### Required work
Could you find every line in the records below that contains the word "noticed" and copy it?

### Dataset entries
============
PR #12443, opened 2022-08-13
fix: disallow leading zeroes in int literals and int types

### LINKED ISSUE #11963: compiler accepting leading zeroes
### Zig Version

0.10.0-dev.2657+74442f350

### Steps to Reproduce

Create the file `leading_0.zig` with this content:
```zig
fn main() {
    _ = 042;
}
```

### Expected Behavior
The code doesn't compile, and the compiler gives a suggestion to replace the literal with `0o42`.

### Actual Behavior
The compiler doesn't error besides the integer literal in line 2 starting with a zero. This behavior is a pretty big gotcha, as many languages such as C, Java and JavaScript will interpret literals starting with a zero as octal instead of decimal whereas zig simply ignores the zero.

### LINKED ISSUE #12417: Arbitrary bit-width integer types allow leading zeros
### Zig Version

0.9.1

### Steps to Reproduce

```zig
const std = @import("std");

pub fn main() !void {
    const num: i00000007 = 1;

    try stdout.print("Number: {d}\n", .{ num });
}
```

### Expected Behavior

The compiler should not accept integer types with leading zeros (i.e. `u03` or `i00000007`).

### Actual Behavior

```
Number: 1
```

r00ster91:
This makes `0123` and `u0123` etc. illegal.

I'm now confident that this is a good change because
I actually caught two C header translation mistakes in `haiku.zig` with this.
Clearly, `0123` being octal in C (TIL) can cause confusion, and we avoid ambiguity by
requiring `0o` as the prefix and now also disallowing leading zeroes in integers.

For consistency and because it looks weird, we disallow it for integer types too (e.g. `u0123`).

Fixes #11963
Fixes #12417


tiehuis:
As an aside, the current implementation of parseInt and parseFloat in std accept leading zeroes. May want to do a follow-up to this to modify their behavior if we are wanting consistency.

lib/std/c/haiku.zig
```diff
@@ -702,7 +702,7 @@ pub const T = struct {
     pub const CSETAF = 0x8002;
     pub const CSETAW = 0x8003;
     pub const CWAITEVENT = 0x8004;
-    pub const CSBRK = 08005;
+    pub const CSBRK = 0x8005;
```
marler8997, line 705: This brings me back.  I'll share the story for those interested. Years ago at my old job we were sometimes getting weird file permissions.  It was a very large code base (millions of LOC in hundreds of thousands of files) and was hard to reproduce.  Various people had spent days trying to reproduce/debug this issue but it's difficult when there's so much code to sift through.  I thought it could be some sort of uninitialized value issue but I was able to determine that each time it happened the permission bits were consistent.  After looking at the bit pattern of the permissions, it dawned on me that a user probably entered a hex integer literal when it was meant to be octal (i.e. they did something like `0x755` instead of `0755`).  I took the bit pattern and decoded it into a hex integer literal and used grep to search our repositories (probably took 5 or 10 minutes) and sure enough, I got a hit for a set of permission bits being passed to an `open` call! Changed that `0x` to an `0` and problem solved.

r00ster91: Wow, thanks for sharing! That really sounds like a pain. So much time spent for such a simple fix. Luckily with Zig this should never happen again!

r00ster91:
@tiehuis good point! I opened #12446.

Vexu (changes requested):
```
a.zig:1:11: error: expected expression, found 'invalid bytes'
const a = 00123;
          ^~~~~
a.zig:1:16: note: invalid byte: ';'
const a = 00123;
               ^
```
.. is a terrible compile error. This either needs a custom error in `Ast.zig` or, preferably an error in `AstGen.zig` since this doesn't prevent us from parsing properly.

r00ster91:
I agree. I thought it was very confusing too but then I noticed that we actually already have this problem with many other, similar cases too:
```zig
pub fn main() void {
    _ = 1_;
}
```
```
x.zig:4:9: error: expected expression, found 'invalid bytes'
    _ = 1_;
        ^~
x.zig:4:11: note: invalid byte: ';'
    _ = 1_;
          ^
```

```zig
pub fn main() void {
    _ = 1__1;
}
```
```
x.zig:4:9: error: expected expression, found 'invalid bytes'
    _ = 1__1;
        ^~
x.zig:4:11: note: invalid byte: '_'
    _ = 1__1;
          ^
```
I think it is very much part of the lump you will find when you search for "underscore_placement" on https://github.com/ziglang/zig/find/master

As you can see, they all expect the `// :2:21: error: expected expression, found 'invalid bytes'` error too, which I also find could probably be improved.

I think one simple thing we could do is use a more specific `result.tag` than `.invalid`? Currently we use `.invalid` for everything but we could use more specific ones. Is that an option?
I feel like this might be better suited as a follow-up PR.

r00ster91:
Besides, do all these "invalid_underscore_placement_in_"-named tests even belong in `zig/test/cases/compile_errors`? These tests seem like very simple tests that should just be as part of `test`s in `tokenizer.zig` (and probably most if not all of them already are).

Vexu:
> I agree. I thought it was very confusing too but then I noticed that we actually already have this problem with many other, similar cases too:

Yes, and I'm about to open an issue for this.

> I think one simple thing we could do is use a more specific `result.tag` than `.invalid`? Currently we use `.invalid` for everything but we could use more specific ones. Is that an option?

Most uses of `.invalid` are related to literals, it would be better to just validate them at a later stage than the tokenizer.

> I feel like this might be better suited as a follow-up PR.

Fixing the previous things sure, but I'd prefer we start this new error off properly.

Vexu (approved):

lib/std/c/haiku.zig
motiejus: I had exact this issue myself a couple of weeks ago in my zig codebase, and thought about suggesting this just a few days ago. @r00ster91 you got it , thanks.

nektro:
this broke `translate-c`

r00ster91:
How did it break? Any test case? Can you elaborate?

nektro:
```
/run/media/meghan/dev/mount.ufs/zig-cache/o/9aeca74be3315ca7b4accb89a5db24de/cimport.zig:1648:33: error: integer literal '00' has leading zero
pub const O_RDONLY = @as(c_int, 00);
                                ^~
```

r00ster91:
What is the C version of that?

nektro:
https://github.com/ziglang/zig/blob/master/lib/libc/musl/include/fcntl.h#L44

PR #232, opened 2020-03-03
update pipeline-stage-view hook to adapt the use of incrementals in new versions

bmunozm:
This updates the pipeline-stage-view to adapt the Hook to make PCT works with version 2.13 od the plugin

This Hook is also compatible with lower versions cc/ @olamy @dwnusbaum @oleg-nenashev  @raul-arabaolaza 

This PR supersede https://github.com/jenkinsci/plugin-compat-tester/pull/231 unless it is adapted properly (in that case this PR can be closed). I tried to update the PR but I am not having permissions to do it, that's the reason why I have to create a new one.

### DIFF
--- a/plugins-compat-tester/src/main/java/org/jenkins/tools/test/hook/PipelineStageViewHook.java
+++ b/plugins-compat-tester/src/main/java/org/jenkins/tools/test/hook/PipelineStageViewHook.java
@@ -4,7 +4,7 @@ import hudson.model.UpdateSite;
 import java.util.Map;
 import org.jenkins.tools.test.model.PomData;
 
-public class PipelineRestApiHook extends AbstractMultiParentHook {
+public class PipelineStageViewHook extends AbstractMultiParentHook {
 
     @Override
     protected String getParentFolder() {
--- a/plugins-compat-tester/src/main/java/org/jenkins/tools/test/hook/PipelineStageViewHook.java
+++ b/plugins-compat-tester/src/main/java/org/jenkins/tools/test/hook/PipelineStageViewHook.java
@@ -23,7 +23,7 @@ public class PipelineRestApiHook extends AbstractMultiParentHook {
 
     @Override
     protected String getPluginFolderName(UpdateSite.Plugin currentPlugin){
-        return "rest-api";
+        return (currentPlugin.getDisplayName() == "pipeline-rest-api") ? "rest-api" : "ui";
     }
 
     @Override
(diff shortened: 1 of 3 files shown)


plugins-compat-tester/src/main/java/org/jenkins/tools/test/hook/PipelineStageViewHook.java
```diff
@@ -37,6 +37,6 @@ public static boolean isPipelineStageViewPlugin(Map<String, Object> moreInfo) {
     }
 
     public static boolean isPipelineStageViewPlugin(PomData data) {
-        return data.artifactId.contains("pipeline-rest-api");
+        return data.groupId.equals("org.jenkins-ci.plugins.pipeline-stage-view") || data.artifactId.contains("pipeline-rest-api");
```
dwnusbaum: nit: I'd either add another case for `data.artifactId.contains("pipeline-stage-view")` or drop the case for `data.artifactId.contains("pipeline-rest-api")` for clarity. I think the groupId check by itself is good enough.

plugins-compat-tester/src/main/java/org/jenkins/tools/test/hook/PipelineStageViewHook.java
```diff
@@ -23,7 +23,7 @@ protected String getParentProjectName() {
 
     @Override
     protected String getPluginFolderName(UpdateSite.Plugin currentPlugin){
-        return "rest-api";
+        return (currentPlugin.getDisplayName() == "pipeline-rest-api") ? "rest-api" : "ui";
```
dwnusbaum: Are you sure you want `.getDisplayName` here instead of `.name`? I think the display name is something like "Pipeline Stage View", whereas `.name` is the artifactId, but I'm not sure.

dwnusbaum: Oh, also you shouldn't compare `String`s using `==`, you should use `.equals()`. I think the check is always false right now.

plugins-compat-tester/src/main/java/org/jenkins/tools/test/hook/PipelineStageViewHook.java
bmunozm: The groupId works for version 2.13 but not for previous one, so the idea is to leave current behaviour until 2.12 and this versions and future one use the new logic in the hook

plugins-compat-tester/src/main/java/org/jenkins/tools/test/hook/PipelineStageViewHook.java
bmunozm: Changed!! I was reviewing and the proper way to get the name is using the getDisplayName(), it is returned properly like `pipeline-rest-api`

PR #240, opened 2020-05-08
Evaluate optional dependencies

imonteroperez:
* The current pattern does not evaluate properly optional dependencies from `dependency:resolve` execution
* Before this PR this kind of lines were not evaluated:
```
[INFO]    org.jenkins-ci.plugins:matrix-auth:jar:1.2:compile (optional) 
[INFO]    org.jenkins-ci.plugins:credentials:jar:2.1.16:compile (optional) 
[INFO]    org.jenkins-ci.plugins:structs:jar:1.7:compile (optional) 
```
* After this PR `optional` dependencies are evaluated on adding/replacing dependencies before testing.


imonteroperez:
PR Builder errors unrelated with this proposal

PR #255, opened 2020-09-17
Publish incrementals

jglick:


plugins-compat-tester-cli/pom.xml
```diff
@@ -26,6 +25,7 @@
                   <goal>shade</goal>
                 </goals>
                 <configuration>
+                  <createDependencyReducedPom>false</createDependencyReducedPom>
```
jglick, line 28: Trying to work around https://github.com/mojohaus/flatten-maven-plugin/issues/100.

plugins-compat-tester/src/test/java/org/jenkins/tools/test/PluginCompatTesterTest.java
```diff
@@ -142,6 +139,7 @@ public void testWithUrl() throws Throwable {
         }
     }
     
+    @Ignore("TODO broken by https://github.com/jenkinsci/active-directory-plugin/releases/tag/active-directory-2.17; figure out how to pin a version")
```
jglick, line 142: Use of Incrementals in https://github.com/jenkinsci/active-directory-plugin/pull/102 seems to have broken these two tests. Anyway no tests here ought to be drawing plugin versions from the update center. (Perhaps we should simply remove this mode and only support `-war`? I do not know of anyone who actually uses it.)

oleg-nenashev:
We have an issue with Artifactory sponsorship costs, and I would recommend to avoid adding new Incrementals Pipelines until we resolve it. It is important especially for components with Dependabot which would generate a lot of deployments.

CC @MarkEWaite

jglick:
@oleg-nenashev well this component is not producing that much compared to Jenkins core or the many incrementalified plugins, and I actually do need incremental versions of this for consumption from `bom`. Whatever issues we have with Artifactory (which have not yet even been identified), we can likely resolve them without loss of functionality.

MarkEWaite (approved):
We will soon investigate ways to reduce the hosting costs that JFrog has been covering for the Jenkins project.  I don't expect this addition will significantly change those costs.  I recommend proceeding with it.

PR #258, opened 2020-09-23
Support for evaluating additional test goals

imonteroperez:
This PR provides support for evaluating additional test goals as test results. 

### Context
* A new PCT hook to launch integration tests for `warnings-ng` plugin was introduced in the past. See it [here](https://github.com/jenkinsci/plugin-compat-tester/blob/master/plugins-compat-tester/src/main/java/org/jenkins/tools/test/hook/PluginWithIntegrationTestsHook.java). 
* Although this PCT hook is able to launch new test types (as a complement to default ones based on `surefire:test` goal) some additional actions are required to provide support for it as well as for others that extends `PluginWithIntegrationTestsHook` in the future in order to evaluate properly the results obtained from the PCT.

### Problem statement
* Before this PR, when PCT is generating its report and some integration tests fail for `warnings-ng` it setup it as `SUCCESS` because it was only evaluating results for `surefire:test` goal.
* In addition, detected that if test is skipped, it was marked as failure on test report too (for all test types - including default one based on surefire).
* Also, if new integration tests for additional plugins are going to be included in the future, current design is extremely coupled to `warnings-ng` plugin needs.

### Solution and implementation details
* Created a new hook inheritance design for `PluginWithIntegrationTestsHook` that makes feasible to setup new integration test suites and plugins in an easy way, just providing an implementation for two abstract methods that requires which goals and test types your plugin requires in order to execute integration tests. 
* Status of PCT report is based on the status of the executed tests
* Skipped tests are considered as ok instead of failure
* Integration tests are included inside PCT report in case it fails (as usual for default ones based in surefire)
* Example of output with integration tests failures for `warnings-ng`:
```
[INFO] Results:
[INFO] 
[INFO] Executed: 856
[...]    // 417 unit tests launched by surefire:test + 439 integration tests launched by failsafe:integration-test
[INFO] - io.jenkins.plugins.analysis.core.charts.CompositeBuildResultTest.shouldMergeNumberOfFixedIssues
[INFO] - io.jenkins.plugins.analysis.core.charts.CompositeBuildResultTest.shouldMergeNumberOfIssuesByOrigin
[INFO] - io.jenkins.plugins.analysis.core.charts.CompositeBuildResultTest.shouldMergeNumberOfNewIssues
[INFO] - io.jenkins.plugins.analysis.core.charts.CompositeBuildResultTest.shouldMergeNumberOfNewIssuesBySeverity
[INFO] - io.jenkins.plugins.analysis.core.charts.CompositeBuildResultTest.shouldMergeNumberOfTotalIssues
[INFO] - io.jenkins.plugins.analysis.core.charts.CompositeBuildResultTest.shouldMergeTotalNumberOfIssuesBySeverity
[...]
[INFO] - io.jenkins.plugins.analysis.warnings.tasks.TaskScannerTest.shouldScanFileWithWords
[INFO] - io.jenkins.plugins.analysis.warnings.tasks.TaskScannerTest.shouldScanFileWithoutTasks
[INFO] - io.jenkins.plugins.analysis.warnings.tasks.TaskScannerTest.shouldUseDefaults
[INFO] 
[INFO] Failed: 1
[INFO] - io.jenkins.plugins.analysis.warnings.steps.StepsITest.shouldShowWarningsOfGroovyParser
```
* Example of generated report:
```
<entry>
      <pluginInfos>
        <pluginName>warnings-ng</pluginName>
        <pluginVersion>8.4.1</pluginVersion>
        <pluginUrl>jar:file:/pct/tmp/jenkins.war!/WEB-INF/plugins/warnings-ng.hpi</pluginUrl>
      </pluginInfos>
      <list>
        <compatResult>
          [...]
          <status>TEST_FAILURE</status>
          [...]
          <testDetails class="sorted-set">
                    <string>io.jenkins.plugins.analysis.warnings.steps.StepsITest.shouldShowWarningsOfGroovyParser</string>
          </testDetails>
          [...]          
        </compatResult>
      </list>
</entry>
```

@raul-arabaolaza @bmunozm @fcojfernandez


plugins-compat-tester-model/src/main/java/org/jenkins/tools/test/model/hook/PluginCompatTesterHook.java
```diff
@@ -47,4 +49,11 @@ default boolean check(Map<String, Object> info) {
       * Check the object used for this hook.
       */
      void validate(Map<String, Object> toCheck);
+     
+     /**
+      * Provides a list of test types executed under the hook (i.e. hooks used to launch other tests rather than surefire.
+      */
+     default Collection<String> getTestTypes() {
```
raul-arabaolaza, line 56: This is a particular need for some plugins, not part (IMO) of any general build cycle process hook mechanism. I do not believe is a good idea to start adding particular methods to cover particular plugins needs to the base interface of the hook mechanism which is aimed to provide a way to override PCT logic for certain plugins. As such it has to be generic, particular needs can be implemented in each individual hook.  

For example, what is the purpose of this method in a `precompilehook` or for a `precheckout` one?

raul-arabaolaza (changes requested):
What is to be fixed by this PR? There is no description for the change at all, I known the reason of the change for other reasons, but is it impossible for anyone that wants to review this but me or @bmunozm to get any kind of context.

For other reviewers, we found that when running the PCT for `warnings-ng` plugin the results of integration tests of the plugin  were not properly recognized by the PCT. As those tests were launched by using maven failsafe plugin and  triggered by using this hook https://github.com/jenkinsci/plugin-compat-tester/blob/378f2f93ca3dcf8703a193c3073f8f0fefdef22f/plugins-compat-tester/src/main/java/org/jenkins/tools/test/hook/PluginWithIntegrationTestsHook.java#L11

Also I disagree with the approach, hook interface is very simple and generic by purpose, you are adding methods to the general hook interface to cover the needs of one plugin, not to hook into the default PCT lifecycle (checkout, compile, run tests)

If test results are not properly recognized that is something to be done in a particular hook executed after the tests are run, for example with a preexecution one that prevents default execution from the pct or similar approach, but PCT main code should be perfectly unaware of this.

Also I have my doubts if we should even run those integration tests on the PCT, are the commands used to update test dependencies before `surefire:test` also working for `failsafe` tests?

plugins-compat-tester-model/src/main/java/org/jenkins/tools/test/model/hook/PluginCompatTesterHook.java
imonteroperez: Added description inside PR and applied your proposal. Thanks a lot! It improved the previous solution design a lot and simplify implementation. Kudos!

plugins-compat-tester/src/main/java/org/jenkins/tools/test/hook/PluginWithIntegrationTestsHook.java
```diff
@@ -1,24 +1,36 @@
...
+import org.jenkins.tools.test.model.hook.PluginCompatTesterHookBeforeExecution;
+
 /**
- * Workaround for those plugins with integration tests since they need execute the failsafe:integration-test goal before execution.
+ * Hook for plugins with integration tests that need to be executed 
  */
 public abstract class PluginWithIntegrationTestsHook extends PluginCompatTesterHookBeforeExecution {
 
+    /** Inform about goals to execute integration tests */
+    abstract public Collection<String> getGoals();
```
varyvol, line 15: Are we sure these are not being used outside? Also having nullability annotations would be nice I think.

plugins-compat-tester/src/main/java/org/jenkins/tools/test/util/ExecutedTestNamesSolver.java
```diff
@@ -108,19 +109,38 @@ public ExecutedTestNamesDetails solve(Set<String> executedTests, File baseDirect
...
     }
     
+    private boolean containsFailure(NodeList nodeList) {
+        if (nodeList.getLength() == 0) {
+            return false;
+        }
+        
+        for (int j = 0; j < nodeList.getLength(); j++) {
+            if (nodeList.item(j).getNodeName().equals("skipped")) {
+                return false;
```
varyvol, line 139: So if there is one skipped test, this is saying there are no test failures?

imonteroperez: Only the specific test that is skipped will not be considered as a failure. Before this PR it was considered as a failure.

plugins-compat-tester/src/main/java/org/jenkins/tools/test/hook/PluginWithIntegrationTestsHook.java
imonteroperez: Yes, AFAIK seems only used here (see also: https://github.com/search?q=PluginWithIntegrationTestsHook&type=code) Added NonNull annotation too here https://github.com/jenkinsci/plugin-compat-tester/pull/258/commits/b6922615e6d8e4752ef2a0e37abaa1d818ccdb95

plugins-compat-tester/src/main/java/org/jenkins/tools/test/hook/PluginWithIntegrationTestsHook.java
```diff
@@ -1,24 +1,40 @@
...
+        
+        List<String> types = (List<String>) info.get("types");
+        if (types != null) {
+            types.addAll(getTestTypes());
         }
-
         return info;
     }
-
+
```
recena, line 39: Extra spaces 😄

imonteroperez: Thanks! fixed in https://github.com/jenkinsci/plugin-compat-tester/pull/258/commits/a917eb1355b4e32abdf0db565b666b3a43c2d23d

raul-arabaolaza (approved):

imonteroperez:
Seems PR builder failures are same than `master` https://ci.jenkins.io/blue/organizations/jenkins/jenkinsci-libraries%2Fplugin-compat-tester/detail/master/147/pipeline, so unrelated with this PR

bmunozm (approved):

raul-arabaolaza:
Enough approvals or time for others to block this, so merging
============
### Reply to the task
I agree. I thought it was very confusing too but then I noticed that we actually already have this problem with many other, similar cases too:
> I agree. I thought it was very confusing too but then I noticed that we actually already have this problem with many other, similar cases too:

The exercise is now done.